Metode kolorimetri menggunakan rangkaian enzim, yaitu : lipase, gliserol kinase gliserol-3-fosfat oksidase dan peroksidase. Metode ini lebih sederhana, sensitif, dan spesifik bila dibandingkan dengan metode yang digunakan sebelumnya, sehingga metode ini sangat baik untuk analisis rutin. Namun demikian, bila sampel yang dianalisis banyak maka jumlah enzim yang dibutuhkan menjadi sangat banyak, sehingga biaya yang dikeluarkan juga besar. Kendala ini dapat diatasi dengan menggunakan enzim yang telah di Ko-amobilisasi ( co-immobilized) dengan beberapa bahan pendukung yang tidak larut (insoluble support). Teknik Ko-amobilisasi ini ini dapat digunakan berulang-ulang, sehingga dapat menurunkan biaya. Oleh karena itu penggunaan beberapa bahan pendukung ko-amobilisasi enzim terus dikembangkan untuk analisis gliserida dalam darah, seperti  dengan menggunakan acylamine glass bead (Minaksi and Pundir, 2005) Penelitian untuk ko-amobilisasi dengan berbagai membran terus dijajagi. Selain itu analisis gliserida dengan menggunakan  rangkaian co-immobilized enzim menggunakan lipase dari mikroba mesofilik memiliki kendala berupa tidak reproducible dan daya variasi kurang tinggi, serta waktu yang relatif lama (Bhambi et al, 2006). Kendala ini diharapkan dapat diatasi dengan menggunakan lipase termostabil. Enzim lipase merupakan asilgliserol hidrolase (E.C 3.1.1.3) suatu enzim yang dapat menghidrolisis rantai panjang gliserida. Lipase termostabil memiliki sifat stabil pada tujuan-tujuan praktis seperti biosensor (Bjorkling et al., 1991).
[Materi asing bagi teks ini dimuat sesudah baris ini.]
PR #2877, opened 2018-08-20
Do GC on idle every time

ashu-mehra:
Currently JVM goes into idle state, it performs GC only if the amount
of memory allocated in the java heap since last GC cycle is above a
threshold specified by 'gcOnIdleRatio'.
This is very conservative approach. Since JVM is going into idle state
it can be aggressive in doing GC.
With this change JVM would do GC unconditionally everytime it goes into
idle state.

Issue https://github.com/eclipse/openj9/issues/2312

### DIFF
--- a/gc/base/GCExtensionsBase.hpp
+++ b/gc/base/GCExtensionsBase.hpp
@@ -724,7 +724,6 @@ public:
 #if defined(OMR_GC_IDLE_HEAP_MANAGER)
 	uintptr_t idleMinimumFree;   /**< percentage of free heap to be retained as committed, default=0 for gencon, complete tenture free memory will be decommitted */
 	uintptr_t lastGCFreeBytes;  /**< records the free memory size from last Global GC cycle */
-	uintptr_t gcOnIdleRatio; /**< the percentage of allocation since the last GC allocation determines the invocation of global GC, default global GC is invoked if allocation is > 20% */
 	bool gcOnIdle; /**< Enables releasing free heap pages if true while systemGarbageCollect invoked with IDLE GC code, default is false */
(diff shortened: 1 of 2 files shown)


amicic:
I don't have a strong opinion on this. It will vary from scenario to scenario. 

Perhaps, we could introduce a heuristic like: do system GC only if there at least 1 (or 3) global GCs since the previous event of VM going into the idle state.  But then, it's just more complexity in the code, that may make sense to some-one/some-workload and not to the others.

@charliegracie

mstoodle:
another option might be to make it dynamically configurable by the runtime, and OpenJ9 can simply configure it to be its default behaviour. Of course, that leaves the question of what the default should be for OMR...

dmitripivkine:
I believe this change is good. It eliminates extra complexity (which is not so effective as expected) introduced for Heap Idle Manager and returns back to basics.

charliegracie:
Can you provide more background on this feature again? So the idle detection in the JVM was triggering a system.gc() call and the system.gc() call was doing checks to see if it should actually do the GC? Now you are proposing that if the idle detection calls system.gc() you just want the system.gc() to happen?

ashu-mehra:
> Can you provide more background on this feature again?

Initially we decided to do GC during idle only if the application has allocated certain amount heap memory since last GC cycle. We set it to 20%, that is if more than 20% of tenure heap is allocated since last heap, we would do GC. But this has not proved to be a very good heuristic, especially for simple programs that people write out to test idle tuning feature.
In addition, since we are in idle state, it shouldn't hurt to do GC unconditionally.
@dmitripivkine do you want to add anything more to it?

dmitripivkine:
this change looks good to me

charliegracie:
@genie-omr build all

PR #2880, opened 2018-08-21
Allow relocation of ClassUnload assumptions

dmitry-ten:
AOT and JITaaS require assumptions to be relocated.
Add a new kind of `ExternalRelocation` to relocate ClassUnload assumptions.
Add a new query to `OMRClassEnv` to check whether relocation is needed.

Signed-off-by: Dmitry Ten <Dmitry.Ten@ibm.com>


dmitry-ten:
This is the omr part of eclipse/openj9#2672

dmitry-ten:
@ymanton could you review this, please?

compiler/x/codegen/DataSnippet.cpp
```diff
@@ -48,19 +49,29 @@ void
 TR::IA32DataSnippet::addMetaDataForCodeAddress(uint8_t *cursor)
    {
    // add dummy class unload/redefinition assumption.
+   bool needRelocation = cg()->comp()->compileRelocatableCode() || TR::Compiler->cls.classUnloadAssumptionNeedsRelocation();
```
ymanton: Can we simply use one query here? Can compilers doing AOT also return true for `classUnloadAssumptionNeedsRelocation()`?

compiler/x/codegen/DataSnippet.cpp
```diff
@@ -48,19 +49,29 @@ void
...
+                               __FILE__, __LINE__, self()->getNode());
+      }
+
    if (_isClassAddress)
       {
       if (TR::Compiler->target.is64Bit())
          {
-         cg()->jitAddPicToPatchOnClassUnload((void*)-1, (void *) cursor);
+         if (!needRelocation)
+            cg()->jitAddPicToPatchOnClassUnload((void*)-1, (void *) cursor);
```
ymanton: I don't know if this will work as intended. IIRC it's possible to AOT-compile a method at runtime and then run it without processing the relocations. If that's still possible then you will need to register the assumption because the relocation may not be processed. Perhaps @dsouzai knows if that's still possible.

dsouzai: Even on the AOT compile run we go through and process the relocations; in fact I think some code depends on the relocations being processed because, for example, when a `lea` gets converted to a `mov + lea`, the immediate value of the `mov` will be garbage (even on the AOT compile run) until it gets relocated.

compiler/x/codegen/DataSnippet.cpp
```diff
@@ -50,17 +51,27 @@ TR::IA32DataSnippet::addMetaDataForCodeAddress(uint8_t *cursor)
    // add dummy class unload/redefinition assumption.
    if (_isClassAddress)
       {
```
mstoodle: this doesn't seem right to me. If there is supposedly a class address written at cursor, then why shouldn't we be creating some kind of `ArbitraryClassAddress` or `ClassObject` relocation? Typically you would create a relocation for the class pointer and that would take care of creating the class unload assumption at AOT load time.

There are other implementations of `addMetaDataForCodeAddress` sprinkled around the x86 code generator that do not require a new relocation record type to be created and that follow the model I outlined above.

ymanton: I think in this case the class address is "right", i.e. it was communicated to the compiler that generated the code by the current compiler that's loading the method and so the only thing necessary to relocate the address is to register an unload assumption against it. I'm not sure if that means we can reuse one of the existing relocations and just write have the loading compiler write the same value to the location or if that has other repercussions.

dmitry-ten: So, after investigating the option of relocating the class pointer, I think it's not possible to
do from this data snippet, because the node, at which the relocation happens, is not related
to the class node. E.g.  older version of OpenJ9 used to create snippet for `instanceof` node.
 Thus we do not know anything about the class that will be stored in the snippet.

@dsouzai says that creating this kind of class pointer relocation will be possible with one of the future changes. So maybe this change should be postponed until then.

dmitry-ten:
Comments have been addressed

mstoodle:
Still unfortunate we have to do relocations this way (we ultimately need to move this stuff all the way into OpenJ9), but the change looks reasonable enough to me. I'll just do a full run of tests and if that passes will merge. ( genie-omr build all)

Thanks @dmitry-ten

PR #2881, opened 2018-08-22
Disable OSRLiveRangeAnalysis when mimic interpreter

cathyzhyi:
Mimic interpreter frame shape doesn't need to zero out dead slots after
OSR out and therefore OSRLiveRangeAnalysis is not needed.

### DIFF
--- a/compiler/optimizer/OSRDefAnalysis.cpp
+++ b/compiler/optimizer/OSRDefAnalysis.cpp
@@ -729,10 +729,16 @@ bool TR_OSRLiveRangeAnalysis::shouldPerformAnalysis()
    else if (comp()->getOSRMode() == TR::involuntaryOSR)
       {
       static const char* disableOSRPointDeadslotsBookKeeping = feGetEnv("TR_DisableOSRPointDeadslotsBookKeeping");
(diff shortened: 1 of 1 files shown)


andrewcraik:
makes sense to me - @vijaysun-omr could you review?

vijaysun-omr:
Is the reason for not requiring this analysis to run if mimic interpreter shape is set is that there are no explicit exits to paths that do an OSR transition out from compiled code in this mode ? Could you please elaborate the rationale for the change so that it's documented here even for someone who is'nt very familiar with our OSR technology ?

vijaysun-omr:
@genie-omr build all

cathyzhyi:
Mimic Interpreter frame shape also executes OSR exit path to populate OSR buffer because VM needs it to lift constraint related to method monitor temp. 

`OSRLiveRangeAnalysis` is for book keep dead autos in bytecode to prevent the case where optimizer optimizing out dead stores leaving some autos uninitialized and crashing the VM while debugging. Mimic interpreter frame shape doesn't need this because the stack slots are always the same as interpreter and the optimizer is prevent from removing dead stores and leaving an auto uninitialized.

vijaysun-omr:
Looks like a safe change to me. Merging.

PR #2882, opened 2018-08-22
Deprecate many unused Z codegen APIs

fjeremic:
- Deprecate isCallSnippet() from the common code generator
- Deprecate setUpArgumentsInRegister as it is not used anywhere
- Deprecate loadArgumentItem as it is not used anywhere
- Deprecate string support in S390ConstantDataSnippet
- Deprecate isRefed in S390ConstantInstructionSnippet
- Deprecate S390(TargetAddress|LookupSwitch)Snippet
- Deprecate S390LabelTableSnippet as it is not being used
- Deprecate S390LabelTableSnippet as it is not being used
- Remove several undeclared functions
- Remove many unused defines in OMRCodeGenerator
- Deprecate (get|set)NodeAddressOfCachedStaticTree
- Deprecate getBucketPlusIndexRegisters
- Deprecate (get|set)CurrentDEPEND as it is unused
- Deprecate labelHashTable as it is unused
- Deprecate (get|set)ARegisterIterator as it is unused
- Simplify supportsTrapsInTMRegion
- Deprecate biasDecimalFloatFrac as it is unused
- Deprecate isMemcpyWithPadIfFoldable as it is unused
- Reinstate block and unblock 


fjeremic:
I'm trying to keep things manageable. This is the first of several PRs of cleanup. Once all the cruft is gone out of the codegen there will be some major refactoring and a lot of documentation added.

vijaysun-omr:
@genie-omr build all

compiler/ras/Debug.hpp
```diff
@@ -141,7 +141,6 @@ namespace TR { class X86FPMemRegInstruction;               }
 namespace TR { class X86FPRegMemInstruction;               }
 class TR_X86RegisterDependencyGroup;
 namespace TR { class X86RestartSnippet; }
-namespace TR { class S390LookupSwitchSnippet; }
```
vijaysun-omr: Could you please elaborate on what a target address snippet or lookup switch snippet was envisaged for ? I know these concepts are not being used in the codebase currently (hence your deletion of this code) but a different question is whether they could be useful down the line. Is there a short reason why you feel the notions are themselves not useful ?

fjeremic: It seems to have targeted a key/value switch table, likely to compare against certain keys and jump to certain addresses. It required some infrastructure from a specific node which as far as I can tell no longer exists in OMR.

compiler/z/codegen/OMRMemoryReference.cpp
```diff
@@ -2527,21 +2493,11 @@ OMR::Z::MemoryReference::getSnippet()
       {
       self()->setMemRefAndGetUnresolvedData(snippet);
       }
-   else // add writable data snippet address relocation
-   if (self()->getConstantDataSnippet() != NULL)
+   // add writable data snippet address relocation
```
mstoodle: nit: shouldn't comment be inside the conditional?

fjeremic: I don't think these comments should exist at all. They do not provide any additional information than can be implied by the source code lines following them. Fixed in 9133acf

fjeremic:
@genie-omr build all

mstoodle:
@vijaysun-omr is away for a week, so I'll take over this "assignment" to merge. I don't believe removing the two comments will materially affect the test results, but since @fjeremic started them I will wait for them to finish before merging. Thanks for the hard work to push this one through @fjeremic !

fjeremic:
Looks like the TravisCI build failed due to an `apt-get`. I'd say this PR should be ready to go @mstoodle.

mstoodle:
Yes. I restarted it and it passed. Merging now.

PR #2884, opened 2018-08-22
Change insert prefetch to insert BPP after ICF

dhong44:
Change insert prefetch to insert BPP after ending internal
control flow, this will prevent BPP from being inserted
within a ICF.


fjeremic:
@genie-omr build zlinux,zos

PR #2889, opened 2018-08-23
Use port library for printing types

keithc-ca:
Previously, `printf` was used directly which triggers a warning from VS2017 about providing a value of type `size_t` for a format `%ul` which expects `unsigned long`.

> printf("union '%s' size(%lu) {\n", type->_name.c_str(), type->_sizeOf);

Using the port library allows us to use the format `%zu` for values of type `size_t`.


charliegracie:
@genie-omr build all

PR #2892, opened 2018-08-24
Rename IA32DataSnippet and IA32ConstantDataSnippet

### LINKED ISSUE #2792: Rename IA32DataSnippet and IA32ConstantDataSnippet
IA32DataSnippet and IA32ConstantDataSnippet are actually shared by both X86-32 and X86-64 CodeGen; however, the "IA32" in their names is misleading as "IA32" usually means X86-32. Ideally, they should be renamed to X86DataSnippet and X86ConstantDataSnippet respectively.

0dvictor:
IA32DataSnippet and IA32ConstantDataSnippet are actually shared by both X86-32 and X86-64 CodeGen;
however, the "IA32" in their names is misleading as "IA32" usually means X86-32.
Therefore, they are renamed to X86DataSnippet and X86ConstantDataSnippet respectively.

Closes #2792

### DIFF
--- a/compiler/x/amd64/codegen/MemoryReference.hpp
+++ b/compiler/x/amd64/codegen/MemoryReference.hpp
@@ -28,7 +28,7 @@
 #include <stdint.h>        // for uint8_t
 #include "env/jittypes.h"  // for intptrj_t
 
-namespace TR { class IA32DataSnippet; }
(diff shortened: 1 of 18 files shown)


mstoodle:
change looks ok to me, let's see how the testing goes

PR #2895, opened 2018-08-28
Fix Struct/Union fieldName resolution

charliegracie:
If a struct of union contains fields whose name are a sub string
of another field TypeDictionary will return the wrong field for
one of the names. The fix is to use strcmp instead of strncmp to
ensure the strings are exactly the same.

I have added a simple test for each of these that verifies the
types of each field returned by GetFieldType and GetUnionFieldType
matches the declared type for that field.

### DIFF
--- a/fvtest/jitbuildertest/FieldNameTest.cpp
+++ b/fvtest/jitbuildertest/FieldNameTest.cpp
@@ -1,0 +1,106 @@
+/*******************************************************************************
+ * Copyright (c) 2017, 2018 IBM Corp. and others
+ *
+ * This program and the accompanying materials are made available under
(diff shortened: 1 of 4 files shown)


fvtest/jitbuildertest/FieldNameTest.cpp
```diff
@@ -0,0 +1,106 @@
+/*******************************************************************************
+ * Copyright (c) 2017, 2017 IBM Corp. and others
```
Leonardo2718: Please update the copyright year :slightly_smiling_face:

charliegracie: Fixed

charliegracie:
@genie-omr build all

Prinsip biosensor untuk penentuan gliserida dalam mengikuti mekanisme reaksi sebagai berikut :

Trigliserida  +  H₂O   3 Asam Lemak  + Gliserol

Gliserol  +  ATP  Gliserol-3-Posfat  +  ADP

Gliserol-3-Posfat  + O₂ DHAP  + H₂O₂

Sejauh ini deteksi-deteksi gliserida dengan biosensor menggunakan lipase mesofilik. Pengunaan enzim mesofilik sering menemui kegagalan karena cepat mengalami denaturasi, seingga perlu dilakukan modifikasi dengan menggunakan lipase termostabil. Pada tulisan ini akan dipaparkan tentang pelapisan elektroda biosensor dengan menggunakan ko-amobilisasi enzim lipase termostabil dengan enzim gliseral dehida -3 fosfat oksidase dan gliserol kinase.